Durant cette période, les Berghouata (confédération de tribus Masmoudas et Sanhadja pratiquant une religion particulière, devenue distincte de l'islam) sont donc attaqués par les Zirides. Les Maghraoua demandent l'aide des Omeyyades. Ces derniers acceptent enfin d'aider les Zénètes à reconquérir les territoires, en particulier ceux des Maghraoua de l'ouest du Maghreb. Bologhine ibn Ziri est contraint de reculer devant l'armée omeyyade venue d'Andalousie par voie maritime, et qui débarque à Ceuta. Par la suite, Ziri Ibn Attia entre en conflit avec les chefs des Banou Ifrens et des Meknassa. Une lutte au pouvoir acharnée éclate entre les fractions zénètes. Les Banou Ifren attaquent les Berghouata et prennent plusieurs fois Fès aux Maghraouas. Ces derniers rétablissent l'équilibre du Maghreb el Aqsa. Ces périodes d'instabilité ne permettent à aucune de ces trois tribus de constituer une dynastie durable. Le règne des trois tribus zénètes s'achève par l'arrivée des Arabes Hilaliens et des Almoravides vers le XIe siècle. Les Zénètes sont momentanément éliminés comme force politique par les Almoravides.
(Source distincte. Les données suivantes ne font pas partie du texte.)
PR #12467, opened 2026-07-30
New module: transrate

erikrikarddaniel:
## Description

Adds `transrate`, a reference-free and reference-based quality assessment tool for de novo
assemblies. It's currently used as a hand-written local module in
nf-core/metatdenovo. The [nf-core/metatdenovo#445](https://github.com/nf-core/metatdenovo/issues/445) issue asks for several local modules there to be swapped for official nf-core/modules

Les Almoravides (1059-1147)
Les Almoravides sont issus des tribus berbères sanhadjas des Lamtounas et des Guzzalas qui nomadisaient dans le désert saharien entre le Sénégal et le sud du Maroc en passant par la Mauritanie. Ces tribus guerrières se structurent au sein d'un puissant mouvement religieux, sous l'impulsion du prédicateur Abdullah Ibn Yassin. Leur but est d'instaurer l'islam sunnite de rite malékite dans toute l'étendue de l'Occident musulman (Al-Andalus et Afrique du Nord). Ainsi leur vient leur nom d'al-Murabitoun, c'est à dire les combattants du ribat, un genre de forteresse de la guerre sainte dressée contre leurs ennemis. Les Almoravides sont victorieux dans leur guerre contre les royaumes noirs du Tekrour et du Ghana. Ils s'emparent ainsi du Ghana et de sa capitale Aoudaghost, avec tout l'or que produit ce pays et parviennent à remonter les pistes caravanières vers le nord, jusqu'au Tafilalet dans les années 1050, où ils mettent fin à l'existence du royaume de Sijilmassa. Leurs chefs sont successivement Abu Bakr Ibn Omar al Lamtouni puis Youssef Ibn Tachfin.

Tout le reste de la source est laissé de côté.